**Prompt:**
Going line by line through the data below, how many lines contain the word "exited"? Give only the number.

*** Opening Records ***

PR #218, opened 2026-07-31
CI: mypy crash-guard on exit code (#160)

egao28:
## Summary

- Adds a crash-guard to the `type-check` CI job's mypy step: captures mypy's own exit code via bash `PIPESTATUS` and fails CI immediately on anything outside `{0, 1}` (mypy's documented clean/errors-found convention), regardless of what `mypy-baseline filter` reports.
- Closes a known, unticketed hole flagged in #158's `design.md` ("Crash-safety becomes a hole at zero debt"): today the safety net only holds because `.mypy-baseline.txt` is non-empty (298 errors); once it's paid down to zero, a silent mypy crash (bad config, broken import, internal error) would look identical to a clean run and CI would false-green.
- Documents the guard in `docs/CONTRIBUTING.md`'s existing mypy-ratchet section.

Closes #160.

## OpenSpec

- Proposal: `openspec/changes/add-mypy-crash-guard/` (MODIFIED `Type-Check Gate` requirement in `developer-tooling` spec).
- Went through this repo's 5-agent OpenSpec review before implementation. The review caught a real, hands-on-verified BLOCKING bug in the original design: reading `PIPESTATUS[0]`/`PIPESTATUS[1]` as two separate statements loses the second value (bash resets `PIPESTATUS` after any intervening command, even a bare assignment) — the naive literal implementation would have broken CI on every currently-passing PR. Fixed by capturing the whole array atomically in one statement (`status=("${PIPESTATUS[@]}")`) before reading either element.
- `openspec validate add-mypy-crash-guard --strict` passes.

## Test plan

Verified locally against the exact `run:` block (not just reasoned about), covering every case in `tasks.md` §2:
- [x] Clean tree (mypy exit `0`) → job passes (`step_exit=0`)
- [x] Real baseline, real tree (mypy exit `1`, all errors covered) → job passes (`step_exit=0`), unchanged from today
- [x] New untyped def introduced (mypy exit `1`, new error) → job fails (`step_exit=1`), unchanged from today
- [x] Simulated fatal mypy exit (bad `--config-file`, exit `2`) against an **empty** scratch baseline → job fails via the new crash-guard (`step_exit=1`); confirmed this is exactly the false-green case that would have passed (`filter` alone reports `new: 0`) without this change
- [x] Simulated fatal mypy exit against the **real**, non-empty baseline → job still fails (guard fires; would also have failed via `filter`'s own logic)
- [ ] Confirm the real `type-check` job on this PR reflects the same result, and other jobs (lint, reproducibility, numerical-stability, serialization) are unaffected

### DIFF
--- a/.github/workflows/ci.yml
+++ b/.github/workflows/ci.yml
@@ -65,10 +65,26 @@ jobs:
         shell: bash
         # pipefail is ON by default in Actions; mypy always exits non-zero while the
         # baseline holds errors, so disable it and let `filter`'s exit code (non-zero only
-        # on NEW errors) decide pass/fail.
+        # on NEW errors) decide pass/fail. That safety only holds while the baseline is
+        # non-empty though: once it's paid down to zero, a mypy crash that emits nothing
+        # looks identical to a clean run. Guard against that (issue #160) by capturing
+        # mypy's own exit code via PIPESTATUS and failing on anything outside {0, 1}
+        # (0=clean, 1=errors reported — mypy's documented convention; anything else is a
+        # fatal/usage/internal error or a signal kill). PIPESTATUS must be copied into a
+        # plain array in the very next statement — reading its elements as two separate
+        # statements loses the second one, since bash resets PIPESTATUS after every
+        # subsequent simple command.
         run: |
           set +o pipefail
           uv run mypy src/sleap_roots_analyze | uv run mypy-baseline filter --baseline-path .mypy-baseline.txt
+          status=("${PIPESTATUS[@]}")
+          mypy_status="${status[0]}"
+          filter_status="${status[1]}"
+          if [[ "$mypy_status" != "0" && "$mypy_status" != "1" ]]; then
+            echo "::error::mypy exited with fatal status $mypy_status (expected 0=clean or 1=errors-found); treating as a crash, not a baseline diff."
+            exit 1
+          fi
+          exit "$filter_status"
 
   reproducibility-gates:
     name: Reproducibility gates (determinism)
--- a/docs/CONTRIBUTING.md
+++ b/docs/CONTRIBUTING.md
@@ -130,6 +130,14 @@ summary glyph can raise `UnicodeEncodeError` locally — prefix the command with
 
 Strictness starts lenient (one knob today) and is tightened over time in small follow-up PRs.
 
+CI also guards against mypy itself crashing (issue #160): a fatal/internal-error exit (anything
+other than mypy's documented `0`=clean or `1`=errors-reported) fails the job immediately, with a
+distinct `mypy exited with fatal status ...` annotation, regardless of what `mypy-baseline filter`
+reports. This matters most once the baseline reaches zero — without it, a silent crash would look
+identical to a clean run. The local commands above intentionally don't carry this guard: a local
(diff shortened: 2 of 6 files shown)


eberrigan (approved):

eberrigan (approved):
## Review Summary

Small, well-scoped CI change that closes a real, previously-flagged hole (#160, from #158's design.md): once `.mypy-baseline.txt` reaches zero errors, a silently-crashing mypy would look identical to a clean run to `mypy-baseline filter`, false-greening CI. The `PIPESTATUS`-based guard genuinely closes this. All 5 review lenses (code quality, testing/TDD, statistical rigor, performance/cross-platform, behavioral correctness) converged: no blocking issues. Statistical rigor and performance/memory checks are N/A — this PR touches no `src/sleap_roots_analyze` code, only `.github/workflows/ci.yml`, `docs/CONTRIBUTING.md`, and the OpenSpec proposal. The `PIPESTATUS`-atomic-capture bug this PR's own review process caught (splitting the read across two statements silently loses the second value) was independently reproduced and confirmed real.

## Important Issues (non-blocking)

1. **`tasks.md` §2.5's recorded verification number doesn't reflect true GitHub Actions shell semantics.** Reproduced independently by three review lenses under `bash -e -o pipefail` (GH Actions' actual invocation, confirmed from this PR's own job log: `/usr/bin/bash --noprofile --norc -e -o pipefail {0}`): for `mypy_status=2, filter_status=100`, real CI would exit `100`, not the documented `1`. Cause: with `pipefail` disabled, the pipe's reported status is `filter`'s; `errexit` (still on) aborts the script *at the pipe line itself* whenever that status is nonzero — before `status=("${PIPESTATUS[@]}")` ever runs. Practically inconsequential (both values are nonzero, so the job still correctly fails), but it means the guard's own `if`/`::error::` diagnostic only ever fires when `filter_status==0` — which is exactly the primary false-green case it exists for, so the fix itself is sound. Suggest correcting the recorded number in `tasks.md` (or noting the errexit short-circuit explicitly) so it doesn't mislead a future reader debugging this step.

*** Closing Records ***

**Result for this exercise:**
2